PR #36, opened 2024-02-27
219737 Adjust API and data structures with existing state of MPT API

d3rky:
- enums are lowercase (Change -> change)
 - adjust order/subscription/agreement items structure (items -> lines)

··········

Prompt: Please reproduce the listing exactly, keeping every line as it is.

Result of this task:
PR #36, opened 2024-02-27
219737 Adjust API and data structures with existing state of MPT API

d3rky:
- enums are lowercase (Change -> change)
 - adjust order/subscription/agreement items structure (items -> lines)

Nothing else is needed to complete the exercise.